- Sire: Kaoru Star
- Grandsire: Star Kingdom
- Dam: Promising
- Damsire: Idomeneo
- Sex: Stallion
- Foaled: 1974
- Country: Australia
- Colour: Bay or Brown
- Breeder: O’Neills at Luskintyre Stud
- Owner: Mr & Mrs J Balcomb, D Ninnes and BE Barnett
- Trainer: Max Lees Bart Cummings
- Record: 17: 13- 3-0
- Earnings: A$280,900

Major wins
- Breeders' Plate (1976) Silver Slipper Stakes (1976) Todman Stakes (1977) Golden Slipper Stakes (1977) AJC Sires Produce Stakes (1977) AJC Champagne Stakes (1977) QTC Sires Produce Stakes (1977) Marlboro Stakes (1977) Cameron Handicap (1977) Caulfield Guineas (1977) Expressway Stakes (1978) Phar Lap Stakes (1978) The Galaxy (1978)

Honours
- Australian Racing Hall of Fame

= Luskin Star =

Australian-bred Thoroughbred racehorse

Luskin Star (1974-2002) was a Thoroughbred racehorse and winner of the Australian two-year-old Triple Crown of Thoroughbred Racing.

==Breeding==
The colt by Kaoru Star out of Promising (NZ) was consigned to the 1976 Sydney Easter Yearling Sales as Lot 734, but was passed in for $6,500 with a reserve of $8,000. He was later purchased by Newcastle trainer Max Lees for stable clients Mr and Mrs John Balcomb, Don Ninnes and Barry Barnett.
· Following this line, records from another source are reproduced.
PR #214, opened 2026-03-24
Normalize paths in flatten

loosebazooka:
This normalizes all paths before flattening.

When flatting tars with equivalent paths `./etc/duck` vs `etc/duck/` flatten would just let them all in the flattened result. loading those images into a local container runtime would result in an error with repeated paths error. This instead normalizes them to `etc/duck` to prevent this.

This doesn't normalize absolute paths like `/etc/duck`

### DIFF
--- a/distroless/private/flatten.sh
+++ b/distroless/private/flatten.sh
@@ -35,16 +35,25 @@ if [[ "$deduplicate" == "True" ]]; then
     # number of occurrences of each path, and the second pass determines whether each entry is the final (or only)
     # occurrence of that path.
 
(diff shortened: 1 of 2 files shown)


thesayyn:
Wouldn't it be better to normalize them to `./`? Its much more readable.

loosebazooka:
I guess I have no preference. I can switch it

thesayyn (approved):

loosebazooka:
@thesayyn I have a followup for this that will just preserve the seen path while deduplicating

PR #216, opened 2026-04-15
fix: normalize paths to ./

thesayyn:


thesayyn:
@codex review

kormide (approved):

dzbarsky (approved):

examples/flatten/BUILD.bazel
loosebazooka, line 115: shouldn't these have now changed?

distroless/private/flatten.sh
```diff
@@ -37,9 +37,11 @@ if [[ "$deduplicate" == "True" ]]; then
 
     $bsdtar --confirmation "$@" 2< <("${awk}" '
```
loosebazooka, line 38: if bsdtar itself doesn't modify the result, then it has no effect on normalization.

thesayyn: ahh right, this will preserve the original path, so i was completely wrong.

loosebazooka: hang on, I have a pr that was just sitting on my computer

PR #221, opened 2026-06-03
Module extension API with fixes and sysroot unpacking 

### LINKED ISSUE #124: FR: SYSROOT generated by rules_distroless for hermetic CC complation
While working on a GLIBC related problem, i realized that rules_distroless could have made hermetic cc compilation so much easier by generating a sysroot out of the debian packages that are being fetched. 

This is great for one single reason, what's actually going into the container is also what you are linking against!

I can imagine a bzlmod only API, as such

```starlark
# Generate a sysroot using the apt extensions
apt = use_extension("@rules_distroless//apt:extensions.bzl", "apt")

apt.install("libc6-dev")

apt.sysroot(
    name = "sysroot_amd64"
    arch = "amd64"
)
 
apt.sysroot(
    name = "sysroot_arm64"
    arch = "arm64"
)
 
use_repo(apt, "sysroot_amd64", "sysroot_arm64")
 
# Use with toolchains_llvm
llvm = use_extension("@toolchains_llvm//toolchain/extensions:llvm.bzl", "llvm")
llvm.sysroot(
    name = "llvm_toolchain_with_sysroot",
    targets = ["linux-x86_64"],
    label = "@sysroot_amd64//:sysroot",
)
llvm.sysroot(
    name = "llvm_toolchain_with_sysroot",
    targets = ["linux-arm64"],
    label = "@sysroot_arm64//:sysroot",
)
```

LittleHuba:
This changeset enables rules_distroless to create sysroots for toolchains_llvm. (Closes #124)

It is based on the previous work by @thesayyn in https://github.com/bazel-contrib/rules_distroless/pull/183.

The work can be split in three distinct pieces:
1. Fixes to the upstream PR (all up to 235e0596e766522469e689438198682447aa564f)
2. Removing gawk (f5f280aa27ce9ee7abc3cf8eda502ded8e5e6d1b and fead4d117f127142ca7f3b034d9fb937df36f69b)
3. Implementing sysroot generation (remaining commits)

## Fixes to upstream

I first focused on getting the repository into a stable state by fixing infrastructure to make as many tests succeed as possible.

This is followed up by fixes to the implementation of the new API.
Main issue was mixing of architectures of the different packages that lead to conflicts during the flattening of the sysroot. In some cases binaries compiled for the wrong architecture ended up in the sysroot.
Further, a small logical error sneaked in, that lead to no packages being actually added to the sysroot at all.

## Removing gawk

The dependency on gawk is problematic since gawk itself requires a C++ toolchain. Using rules_distroless to create a sysroot for a C++ toolchain would therefore create a cyclic dependency.

I started with just writing tests for the existing logic to ensure that the replacements would behave similarly.
Then I rewrote the scripts to use builtin shell logic instead.

## Sysroot generation

toolchains_llvm expects a sysroot as a filegroup target. But it does not actually resolve the target but only uses the package of the target as the root of the sysroot. Files that are included in the filegroup must be present at repository fetch time.
This means that using the flatten rule to provide the sysroot is not possible!

Therefore we directly do the unpacking of the sysroot in the module extensions.
This in essence mirrors the behavior of flatten.

Since the unpacking happens independent on whether the sysroot is in the dependency graph of the built targets, it is by default disabled. Users can enable it by setting the `unpack` option to `True` in `apt.install`.
Unpacked sysroots are available for all architectures selected in `apt.sources_list`. The architectures are made available under distinc targets in the repo following the pattern `//unpack_<arch>` (see the example for more details).

Unpacking also considers mergedusr behavior. Again, we can not use the deb_postfix logic since it resolves at build time while we require the behavior at repository fetch time. To reduce duplication of the logic, I extracted the key parts from deb_postfix and reused them.

The final change in implementation was the scoping of mergedusr behavior. Instead of considering merged_usr in deb_import, I scoped it to apt.install.
This has the benefit, that if a user calls apt.install on a shared depset once with mergedusr and once without (for whatever reason) he will get the expected behavior.

The final two commits add examples and smoke testing to cover the basic behavior of the new API.

## Final remarks

I'm happy to discuss changes to any part of this PR. I'm not the absolute expert in Bazel. I tried some different ways to solve this and quite often hit my limits in terms of expertise while working on this. Long story short, there might be some awkward solutions to simple problems that I just did not know how to solve better. I'm happy to rework if somebody points them out to me!

If you want me to split the PR in smaller pieces (the above three sections for example) please drop me a note and I'll do the split.


LittleHuba:
Reworked the API to be more in line with the initial design in https://github.com/bazel-contrib/rules_distroless/issues/124

Though, I had to retain the unpacked sysroot in a subdirectory called "sysroot" to not get into issues with bazel and how the "sysroot" filegroup collects the files. But this is a minor difference to the initial design.

thesayyn:
This is something we are interested in supporting;  Would be nice if worked with existing apis instead of changing everything. 

See https://github.com/bazel-contrib/rules_distroless/pull/222

LittleHuba:
Thanks for the feedback @thesayyn.
I'll check out how I can reduce the changeset and will bring in pieces incrementally.
I see that the new API was merged in the meantime and some of my fixes were introduced by other PRs already.

It will take some time, but I'll come back with some new PRs to get this feature in!

PR #183, opened 2025-09-05
refactor: implement the new bzlmod api

thesayyn:
Fixes #123 #56 #66 https://github.com/bazel-contrib/rules_distroless/issues/124

PR #224, opened 2026-06-30
fix: Get CI green

blorente:
After #183 , some `bzl_library` targets were outdated. Fix them up.
Also, the file `distroless/toolchains.bzl` doesn't seem referenced by anything, and it looks like a leftover from the `WORKSPACE` days, so removed that as well.


loosebazooka (dismissed):

apt/private/BUILD.bazel
```diff
@@ -52,14 +52,17 @@ bzl_library(
...
 )
 
 bzl_library(
     name = "deb_import",
     srcs = ["deb_import.bzl"],
     visibility = ["//apt:__subpackages__"],
-    deps = ["@bazel_tools//tools/build_defs/repo:http.bzl"],
+    deps = [
+        ":pkgconfig",
+        "@bazel_tools//tools/build_defs/repo:http.bzl",
```
loosebazooka: it looks like http.bzl might not be necessary? #222 migrated off http.bzl in deb_import?

blorente: Oops, sorry about that! Thanks a lot, fixed in https://github.com/bazel-contrib/rules_distroless/pull/224/commits/e661f207333ea2eb894952790a4e2c0a4124ebf1

apt/private/BUILD.bazel
```diff
@@ -52,14 +52,16 @@ bzl_library(
...
-    deps = ["@aspect_bazel_lib//lib:strings"],
+    deps = ["@bazel_lib//lib:strings"],
 )
 
 bzl_library(
     name = "deb_import",
     srcs = ["deb_import.bzl"],
     visibility = ["//apt:__subpackages__"],
-    deps = ["@bazel_tools//tools/build_defs/repo:http.bzl"],
+    deps = [
```
loosebazooka: sorry I guess we should standardize style here too, single line this?

loosebazooka (approved):

loosebazooka (approved):

apt/private/BUILD.bazel
blorente: Happy to, done in https://github.com/bazel-contrib/rules_distroless/pull/224/commits/afa7525ebdcba05b05031d2c973891f8e168f76d.
I just run `bazel run //:buildifier.fix` before every push, I guess it doesn't have a strong opinion about this case (which I'm surprised by)

PR #227, opened 2026-07-01
[apt]: Drain all async download tokens before returning

Bojun-Feng:
#### Why I did it

`_resolve_downloads()` in `apt/extensions.bzl` starts multiple parallel downloads with `block=False`, then iterates through tokens calling `.wait()`. On the first successful download+decompress, it returns immediately without waiting on the remaining async tokens. Bazel 8.x requires all async work started by a module extension to be drained before the extension finishes, causing a hard error:

```
ERROR: Work pending after module extension @@rules_distroless+//apt:extensions.bzl%apt finished execution
ERROR: Pending asynchronous work after module extension finished execution
```

This affects every project using this branch with Bazel 8.x (e.g., the SONiC Bazel build).

Note this was previously opened as https://github.com/bazel-contrib/rules_distroless/pull/223 to the `new_api `branch, which got auto-closed since the `new_api `branch was merged into main and deleted.

#### How I did it

* Replace early `return` with deferred result pattern — store first successful result, continue loop to `.wait()` all remaining tokens, return after loop completes

#### How to verify it

1. Build any project that uses `rules_distroless@new_api` with Bazel 8.5.1 (e.g., `bazel build //...` from a repo using apt module extension)
2. Confirm no "Work pending" or "Pending asynchronous work" errors

#### Description for the changelog

Fix async download token drain in apt extension to comply with Bazel 8.x module extension requirements

### DIFF
--- a/apt/extensions.bzl
+++ b/apt/extensions.bzl
@@ -104,17 +104,23 @@ def _resolve_downloads(mctx, tokens, index_type, dist, comp, arch):
     Returns None for optional Contents when all attempts fail.
     """
     failed_attempts = []
+    result = None
     for (ext, cmd, url, url_idx, ext_name, output, token) in tokens:
         download = token.wait()
         decompress_r = None
+        if result != None:
+            continue
         if download.success:
             decompress_r = mctx.execute(cmd + [output])
             if decompress_r.return_code == 0:
                 target_triple = "{}/{}/{}".format(dist, comp, arch)
 
                 # Decompressed file lives in its own ext_name subdirectory
-                return ("{}/{}/{}/{}".format(target_triple, url_idx, ext_name, index_type), url, download.integrity, ext)
+                result = ("{}/{}/{}/{}".format(target_triple, url_idx, ext_name, index_type), url, download.integrity, ext)
+                continue
         failed_attempts.append((url + "/.../" + index_type + ext, download, decompress_r))
+    if result != None:
+        return result
 
     if index_type == "Contents":
         # Contents files are optional; some repositories (e.g. packages.cloud.google.com/apt)


thesayyn:
Doesn't this mean that now we have to wait for all other downloads to finish? possibly making the extension slower.

Bojun-Feng:
> Doesn't this mean that now we have to wait for all other downloads to finish? possibly making the extension slower.

Yes, waiting for all tokens does mean the extension blocks until the slowest one finishes. However, without this change, the extension hard fails on Bazel 8.x:
```
ERROR: Work pending after module extension @@rules_distroless+//apt:extensions.bzl%apt finished execution
ERROR: Pending asynchronous work after module extension finished execution
```
With the above error, the build doesn't complete at all. Bazel 8 requires all async tokens started by a module extension to be drained before the extension returns (See https://github.com/bazelbuild/bazel/pull/22883). The current early-return leaves tokens un-waited, which Bazel treats as a correctness violation and errors out.

Since `token.cancel()` isn't exposed in the Starlark API (only `.wait()` is available), I wasn't able to find an easy way to abandon in-flight tokens without triggering the error.

In practice, the performance penalty should be small: the tokens are downloading the same index file from the same server(s) in different compression formats, and failed formats are expected to return 404 quickly. And the `cached_format` mechanism already narrows subsequent runs to a single known-good extension, eliminating the drain overhead on repeat builds.

A potantial alternative is to implement a wave-based fallback (try one format at a time with all URLs in parallel, move to the next format only if the first wave fails). That would be a bigger change. Figured the minimal fix was worth proposing first since this currently breaks real builds (e.g. SONiC on Bazel 8.5.1).

thesayyn (approved):

PR #233, opened 2026-07-17
fix(e2e): Fix errors in `translate_dependency_set.bzl`

blorente:
There were two errors:
- The `//:flat` generated targets were never actually populated in the hub repository.
- In the test, we get `coreutils` from bullseye. However, bullseye ships `coreutils` with different versions for `arm64` and `amd64`, which caused hard-to-debug bugs.  We solve this by disallowing version differences, _unless_ they are different binary versions released from the same source (the `+bNN` suffixes).

Now, this doesn't on its own make the tests green. There is still another issue, where the `depends_on` carries both arm and amd versions of a dependency, and then `flatten` just squishes them all and the wrong one may win.

But that's a bigger fix, so I figured why not open this PR.


apt/private/translate_dependency_set.bzl
```diff
@@ -142,16 +143,43 @@ def _translate_dependency_set_impl(rctx):
...
             repo_name = util.sanitize(package_key)
             package = packages[package_key]
+            package_name = package["name"]
+
+            architectures_to_package_names[architecture].append(package_name)
 
+            source_version = version_lib.strip_binnmu(version)
+            recorded_version = package_names_to_versions.setdefault(package_name, source_version)
+            if recorded_version != source_version:
+                fail("""Two different source versions detected for package {name}: {v1} and {v2}.
```
thesayyn, line 170: Can this be relaxed later?

thesayyn (approved):

PR #239, opened 2026-07-29
fix: Handle linker scripts that appear as .so files

blorente:
Some `-dev` packages (e.g. libbsd-dev-0-11-7) have .so files which are actually linker scripts, possibly pointing to a different deb package. This PR is an attempt to solve that:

His sire Kaoru Star was a son of Star Kingdom and grandson of Hyperion. Promising, the dam of Luskin Star, was bred in New Zealand and imported to Australia where she won two minor races at Newcastle and Wyong. Her sire Idomeneo is by the well-bred stallion Alycidon.

==Racing career==

===At two years===
Luskin Star showed an effortless galloping style and great speed from his first training sessions at Newcastle's Broadmeadow track. In his debut he won the 2nd division of the Breeders' Plate over 1000 metres at Randwick, by 12 lengths, in the very good time of 58.8sec in soft ground. At his next appearance he won the 900-metre Silver Slipper Stakes at Rosehill, defeating Biscapol by 4 and 1/2 lengths, equalling the race record time of 52.6sec. He was then spelled until returned to training in February where he won a 900-metre barrier trial at Broadmeadow by 12 lengths. His return to racing was in the 1200 metre Northern Slipper Stakes at Newcastle. Heavy rain was falling prior to the race and trainer Max Lees requested permission from the stewards to scratch the horse. His request was refused. Luskin Star ran second to Mistress Anne by 3/4 of a length. In his next start, on a dry track at Rosehill on 12 March, he won the 1200 metre Todman Slipper Trial Stakes defeating Mondiso with Pacific Prince running third. In the Golden Slipper Stakes, Luskin Star shared favouritism with the TJ Smith trained Blazing Saddles. Coming from sixth on the home turn, Luskin Star won by 7 lengths from Lloyd Boy and Blazing Saddles, in race record time of 1min 10sec. His next start was in the 1400 metre AJC Sires' Produce Stakes where he went to the front from the start, and led on the home turn by 5 lengths, before defeating Bold Zest by 3 lengths with a further 5 lengths to Bensynd in third. The winning time was a new course and Australian record of 1 min 21.5 sec. A week later he completed the Triple Crown for two-year-olds with an easy 6 length win of the 1600 metre Champagne Stakes by defeating Marceau and Bold Zest.
While most two-year-olds would now have gone for a spell, Luskin Star was sent to the Brisbane Carnival in May. Here he won the QTC Sires Produce Stakes as a 10–1 on favourite and nine days later the Marlboro Stakes, surviving a protest by G. Cook, the rider of Gypsy Kingdom.

==Legacy==

John Balcomb commissioned Newcastle musicians Phil Mahoney and Princess Chic Murangi to write a song in Luskin Star's honour. Johnny Tapp recorded the song on M7 Records in 1977.